Target of 80% of all diabetes patients receiving all annual checks by 2018 "unlikely"

Only one in five patients with diabetes are getting all of their NICE-recommended checks in some areas.

The latest National Diabetes Audit shows 60% of UK patients with diabetes received all the NICE recommended care processes overall, but there was wide variation between CCGs in the proportion receiving all the checks - 20% of patients at the bottom end of the scale to nearly 80% at the top.

The figures suggest the government will struggle to achieve its goal of ensuring 80% of all diabetes patients receive all the annual checks by 2018.
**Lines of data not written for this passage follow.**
PR #2838, opened 2022-01-20
Ensure that property keys are unique regardless of case

edmundito:
## Change description

This fixes an issue where a user can create two properties with the same key but with different cases. For example `LTV` and `ltv`. Because ids in config mode are generated out of the key, it would cause the creation of properties with the same ID. This makes it so that the check is case-insensitive.

### Development

### Impact

### Code review

### DIFF
--- a/core/__tests__/models/property/property.ts
+++ b/core/__tests__/models/property/property.ts
@@ -90,6 +90,31 @@ describe("models/property", () => {
       await property.destroy();
     });
 
+    test("ready properties cannot share the same key regardless of key case", async () => {
+      const ruleOne = await Property.create({
+        sourceId: source.id,
+        key: "CASE",
+        type: "string",
+      });
+      const ruleTwo = await Property.create({
+        sourceId: source.id,
+        key: "case",
+        type: "string",
+      });
+
+      await ruleOne.setOptions({ column: "abc123" });
+      await ruleOne.update({ state: "ready" });
+
+      await ruleTwo.setOptions({ column: "abc123" });
+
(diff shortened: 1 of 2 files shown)


core/__tests__/models/property/property.ts
```diff
@@ -90,6 +90,31 @@ describe("models/property", () => {
       await property.destroy();
     });
 
+    test("ready properties cannot share the same key regardless of key case", async () => {
```
evantahler, line 93: 👍 good test

core/src/models/Property.ts
```diff
@@ -372,10 +372,14 @@ export class Property extends LoggedModel<Property> {
     const count = await Property.count({
       where: {
         id: { [Op.ne]: instance.id },
-        key: instance.key,
+        key: Sequelize.where(
+          Sequelize.fn("LOWER", Sequelize.col("key")),
+          instance.key.toLowerCase()
+        ),
```
evantahler, line 378: Yep, that works!

Are there any other `ensureUnique*` methods we should update in a similar way?
A quick glance shows:
* `App.ensureUniqueName`
* `Destination.ensureUniqueName`
* `Group.ensureUniqueName`
* `Schedule.ensureUniqueName`
* `Source.ensureUniqueName`

evantahler (approved):

core/src/models/Property.ts
edmundito: Good question. We should expand these into a story in our backlog.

The report, produced by the Health and Social Care Information Centre and DUK, called for poorer performing commissioners and providers to look at how top performers achieve their results and consider adopting new approaches to delivering care.

Over 1.2 million patients had not met the blood pressure target of less than 140/80 for the 2.3 million patients with diabetes in England and Wales whose blood pressure was recorded.

The audit records the three NICE recommended treatment targets that should be monitored and met for patients with diabetes which are glucose control, blood pressure and serum cholesterol.

Diabetes is a major risk factor for cardiovascular disease and most people with Type 2 diabetes have high blood pressure. Blood pressure that is not controlled properly increases the risk of heart attacks, heart failure and stroke.

The audit is the largest of its kind in the world and presents 2011-2012 findings for the care of almost 2.5 million people with diabetes, an 11% increase in participation on the previous year.

Key findings included:

- Diabetes was more prevalent in men than in women in each age group.

- Over half of patients diagnosed with Type 1 diabetes did not receive all diabetes checks and over a third of patients with Type 2 diabetes did not receive all checks.

- Younger patients were less likely than older patients to receive all of the annual checks. Just over one third of patients aged 20 to 29 years received all checks.

Dr Bob Young, clinical lead for the audit, said: "Today's audit shows how much scope there is for reducing heart disease and stroke in people with diabetes by achieving the blood pressure treatment target more often."